**Data below:**
——

PR #1142, opened 2017-08-14
only use CLOCK_MONOTONIC if not on osx

ffurrer:
I'm not sure if this is the cleanest solution, but it resolves the following compilation error:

——

**Instructions for the task:**
Copy out the whole listing above, leaving each line exactly as it stands.

**Expected output:**
PR #1142, opened 2017-08-14
only use CLOCK_MONOTONIC if not on osx

ffurrer:
I'm not sure if this is the cleanest solution, but it resolves the following compilation error:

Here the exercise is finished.